What you need to do: From the entries that follow, copy each line in which "through" appears.

Data section:

PR #5389, opened 2023-06-26
Create Traffic Singal Detection.py

iam100rav:
PS C:\Python Programing> & C:/Users/95sau/AppData/Local/Microsoft/WindowsApps/python3.11.exe "c:/Python Programing/Traffic singal detection.py" Traceback (most recent call last):
  File "c:\Python Programing\Traffic singal detection.py", line 2, in <module>
    from PIL import Image, ImageTk
ModuleNotFoundError: No module named 'PIL'
PS C:\Python Programing>

### DIFF
--- a/Traffic Singal Detection.py
+++ b/Traffic Singal Detection.py
@@ -1,0 +1,53 @@
+from tkinter import *
+from PIL import Image, ImageTk
+from tkinter import filedialog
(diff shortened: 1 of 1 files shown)


debonte:
Looks like you created a PR against pyright accidentally.

Issue #5415, opened 2023-06-30
Watch mode repeatedly prints `Error returned from file system watcher.` when virtual env is inside the directory being analyzed


adampauls:
**Describe the bug**
When running `pyright -w` on the command line, it correctly reports some errors then infinitely loops with `Error returned from file system watcher.` I'm on MacOS 13.4.1 (22F82). Happens both in iTerm2 and in the terminal within PyCharm. Perhaps it's at least worth exposing the error [here](https://github.com/microsoft/pyright/blob/c767228a82535b0bdd404480d6ffd5a1d24c8884/packages/pyright-internal/src/common/chokidarFileWatcherProvider.ts#L60)? I did so manually locally and see `Error: EMFILE: too many open files, watch`. It also only happens on larger projects, so [this comment](https://github.com/microsoft/pyright/blob/c767228a82535b0bdd404480d6ffd5a1d24c8884/packages/pyright-internal/src/common/chokidarFileWatcherProvider.ts#L42-L43) might be relevant. 

UPDATE: I verified that if I manually change [this line](https://github.com/microsoft/pyright/blob/c767228a82535b0bdd404480d6ffd5a1d24c8884/packages/pyright-internal/src/common/chokidarFileWatcherProvider.ts#L47) to 
```typescript
const excludes: string[] = ["**/node_modules/**", "**/__pycache__/**", "**/.*/**"];
```

then the problem is resolved. I see that plumbing through `configOptions.exclude` to the file system watcher constructor is not trivial, but hopefully someone more familiar with the code can do it quickly. 

**VS Code extension or command-line**
pyright 1.1.316 from the command line. 

**Additional context**
Only instance of the error message I could find on a Google search was [this bug](https://github.com/microsoft/pylance-release/issues/936).

adampauls:
Is there any chance that the pyright excludes mentioned [here](https://github.com/microsoft/pyright/blob/main/docs/configuration.md#main-configuration-options) are not piped through to the file watcher [here](https://github.com/microsoft/pyright/blob/c767228a82535b0bdd404480d6ffd5a1d24c8884/packages/pyright-internal/src/common/chokidarFileWatcherProvider.ts#L47)? That would make sense, since we have a `.venv` folder inside the folder that we are running `pyright` on.

erictraut:
[...]

PR #5420, opened 2023-07-01
Exclude some common large directories in ChokidarFileWatchProvider

adampauls:
Temporary and hopefully inoffensive fix for https://github.com/microsoft/pyright/issues/5415. It would be better to pipe through `configOptions.exclude` but that's al arger change.


packages/pyright-internal/src/common/chokidarFileWatcherProvider.ts
```diff
@@ -44,7 +44,7 @@ export class ChokidarFileWatcherProvider implements FileWatcherProvider {
             watcherOptions.usePolling = false;
         }
 
-        const excludes: string[] = ['**/__pycache__/**'];
+        const excludes: string[] = ['**/node_modules/**', '**/__pycache__/**', '**/.*/**'];
```
rchiodo, line 47: Doesn't this exclude everything?

'**/.*/**'

rchiodo: oh no, it excludes any `.` folders, like `.git`. That seems okay?

adampauls: Yeah, I just copied from [here](https://github.com/microsoft/pyright/blob/0a67c65bef4ce95d4de8d2218a0bd875d2fb9230/packages/pyright-internal/src/analyzer/service.ts#L580)

adampauls:
Better to fix https://github.com/RobertCraigie/pyright-python/issues/191

PR #5503, opened 2023-07-14
Add fsevents as optional dependency to public package

adampauls:
I believe this should resolve https://github.com/microsoft/pyright/issues/5415, but I'm not an expert here. My understanding is that the published pyright package does the npm equivalent of statically linking the chokidar dependency, which means that fsevents is not pulled in if that linking is done on a machine that is not run on MacOS. 

This setup is not ideal since the version could drift from the one expected the chokidar embedded in `pyright`, but I think it's probably okay.

### DIFF
--- a/packages/pyright/package.json
+++ b/packages/pyright/package.json
@@ -22,6 +22,9 @@
         "prepack": "npm run clean && shx cp ../../README.md . && shx cp ../../LICENSE.txt . && npm run build",
         "webpack": "webpack --mode development --progress"
     },
+    "optionalDependencies": {
+        "fsevents": "~2.3.2"
+    },
     "devDependencies": {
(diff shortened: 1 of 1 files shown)


erictraut:
Please don't submit PRs if you're unsure of their effects or don't fully understand the problem. Issue #5415 requires deeper investigation. I'll get to that when I have a chance.

adampauls:
Yes. I tested by running `npm run install:all && npm run build:cli:dev`, then doing a local `npm install /path/to/local/pyright` in the `.cache` directory. I verified that repeating those steps without the change caused the error.

erictraut:
OK, that's pretty good evidence that this is a proper diagnosis and an effective fix. I'll merge your PR. Thanks!

Issue #9386, opened 2024-11-05
Pydantic Field alias - wrong invalid string reporting


yann-combarnous:
**Describe the bug**
For Pydantic field alias, valid strings are reported as being invalid.

**Code or Screenshots**
```
class Resource(BaseModel):
    odataType: str = Field(alias="@odata.type")  # type: ignore[reportGeneralTypeIssues]
```

alias is reported as `str | None`, but pyright raises `reportGeneralTypeIssues`

pydantic = "2.9.2"

**VS Code extension or command-line**
Using VSCode Pylance, also reported using jakebailey/pyright-action, using pylance-version: latest.

This is a new issue, was not reported prior to last week.

Viicos:
In Pydantic, you can also construct a model using the `model_validate_*` classmethods:

```python
class Resource(BaseModel):
    odataType: str = Field(alias="@odata.type")

resource = Resource.model_validate({'@odata.type': '...'})
```

Where it makes sense to use invalid Python identifiers as keys.

Here are a couple options that could be considered:
- Do not error when the alias is not a valid identifier. After all, users can still do `Resource(**{'@odata.type': '...'})`. This is similar to unpacked typed dictionaries, where the following currently works with no pyright error ([playground](https://pyright-play.net/?pythonVersion=3.12&strict=true&locale=en-us&enableExperimentalFeatures=true&code=GYJw9gtgBALgngBwJYDsDmUkQWEMoAqiApgCYAiSAxjADRQCqKCAhlQNYBQ3B5UAvIRIVqMABQByXhPoBvCQAEwpFjBYA6eAmISAXFADOMEAF8AlN06liwKMACuKKmIBUL9gHcWINAf1NWDgBtXgBdM311KMsHJ1cXeSUVNU0SPSgJKPUJc04gA)):

```python
from typing import TypedDict, Unpack


TD = TypedDict('TD', {'@odata.type': str})


def func(**kwargs: Unpack[TD]): ...


func(**{'@odata.type': '...'})
```
- Add a new kind of error so that these can easily be ignored at the project level. However, I don't know what's the policy when it comes to adding new/changin error codes in pyright.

Output of the exercise:
then the problem is resolved. I see that plumbing through `configOptions.exclude` to the file system watcher constructor is not trivial, but hopefully someone more familiar with the code can do it quickly. 
Is there any chance that the pyright excludes mentioned [here](https://github.com/microsoft/pyright/blob/main/docs/configuration.md#main-configuration-options) are not piped through to the file watcher [here](https://github.com/microsoft/pyright/blob/c767228a82535b0bdd404480d6ffd5a1d24c8884/packages/pyright-internal/src/common/chokidarFileWatcherProvider.ts#L47)? That would make sense, since we have a `.venv` folder inside the folder that we are running `pyright` on.
Temporary and hopefully inoffensive fix for https://github.com/microsoft/pyright/issues/5415. It would be better to pipe through `configOptions.exclude` but that's al arger change.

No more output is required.